最後にもうひとつだけ、冨安のプレイがいかに印象的だったかがわかるニュースを紹介して、この稿を締めたいと思います。アーセナルの公式サイトにおける「グーナーが選ぶ9月のMVP」も、冨安健洋が46.58%の票を集めてダントツの1位です。いやー、びっくりしました。候補者は4人。甲乙つけがたい投票は、僅差になるのではないかと思いました。いえ、自民党総裁選のお話ではなく…。


おもしろいと思っていただけた方は、お時間あれば、下のブログランキングバナーをクリックしていただけると大変うれしいです。所要時間は5秒です。
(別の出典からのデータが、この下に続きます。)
PR #6600, opened 2023-10-04
#6524: Fix redux persist extensions migrations

### LINKED ISSUE #6524: Fix NPE in Page Editor when getting mod label

grahamlangford:
## What does this PR do?

- Fixes #6524

## Reviewer Tips

- The actual fix is in `src/store/extensionsMigrations.ts`

## Discussion

- It appears there was a very specific race condition going on
- Under normal circumstances, `getModComponentState` checks and migrates the state if necessary before redux-persist rehydrates the state
- This allows us to attach the `_persist` key if it's not already present, inferring the correct version
- In the failing Rainforest test, immediately after the extension is linked, the PageEditor was being opened
- The migration run by `readReduxStorage` had not completed, so redux-persist ran the full migrations
- This included `extensions: Object.values(state.extensions).flatMap((extension) =>
      Object.values(extension)`, which was why we were seeing the strange state

## Demo
image

## Future Work

- Based on https://redux-toolkit.js.org/rtk-query/usage/persistence-and-rehydration#redux-persist & https://redux-toolkit.js.org/usage/usage-guide#use-with-redux-persist, it would be nice to see if we can make the migrations run serially. Or at least infer the `_persist` key beforehand

## Checklist


src/store/extensionsMigrations.ts
```diff
@@ -63,7 +78,7 @@ function migrateModComponentStateV1(
 }
 
 export function inferModComponentStateVersion(
-  state: ModComponentStateV0 | ModComponentStateV1 | ModComponentStateV2
+  state: ModComponentStateVersions
```
BLoe, line 81: Should we use the type guards for this instead of this infer function, in the PB manual migrate logic as well? Or maybe we can fix that in a follow-up?

src/extensionConsole/pages/onboarding/partner/PartnerSetupCard.stories.tsx
```diff
@@ -72,8 +80,9 @@ const Template: Story<{
     middleware(getDefaultMiddleware) {
       return getDefaultMiddleware({
         // See https://github.com/rt2zz/redux-persist/issues/988#issuecomment-654875104
+        // See https://redux-toolkit.js.org/usage/usage-guide#use-with-redux-persist
         serializableCheck: {
-          ignoredActions: ["persist/PERSIST", "persist/FLUSH"],
+          ignoredActions: [FLUSH, REHYDRATE, PAUSE, PERSIST, PURGE, REGISTER],
```
BLoe, line 85: Maybe we should extract this config/logic somewhere centralized? 🤷‍♂️  Not critical at the moment though.

src/store/extensionsMigrations.ts
BLoe: Also, looks to me like we might have a mismatch here between the version numbers returned from this function versus the number keys in the `migrations` manifest above.

BLoe (commented):
I think we need to figure out if there is a 1-indexed / 0-indexed version number mismatch here also. LGTM otherwise.

BLoe (approved):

何とぞよろしくお願いいたします!


“ダービーのMOMに続いて9月のMVPも…!? グーナーが熱狂する冨安健洋の激闘をチェック!” への2件のフィードバック

  1. グーナーです より:

    筆者様は、ユナイテッドに香川選手が加入したときはどのような気持ちだったのでしょうか。

    アーセナルで日本人選手が活躍する姿など一ヶ月前まで考えたこともありませんでした。
    ましてやガチのスタメン、ノースロンドンダービーに加入3試合目で出場などと。
    「とんでもない失敗をするんじゃないか」「そしたらアジアンヘイトに巻き込まれないか」などと心配していたのも本当です。

    ですが、今はもう毎試合が楽しみでしょうがないです。
    アーセナルで日本人選手が活躍する。
    こんなに幸せなことなんだなと自分でも驚いています。

    MOMおめでとう富安!

    良いときばかりでなく、これから冨安選手も怪我をしたり不調になったり大失敗をすることもあると思います。
    その時でも全力でエールを送りたいと思います。

  2. 水色 より:

    流石に緊張していたのかボールタッチが固かったり、ボールを持った時の判断が普段に比べて遅く(対戦相手や味方のサポートによりけりな面もありますが)奪われることもありましたが、初のNLDで堂々のプレイでしたね。

    現地のグーナーの方々の心をすっかり掴んだようで毎試合賞賛の嵐ですが、贔屓目抜きにこの3試合のパフォーマンスは彼にとってのアベレージだと思っているので、悪い時期も来るとは思いますがこれからが本当に楽しみです。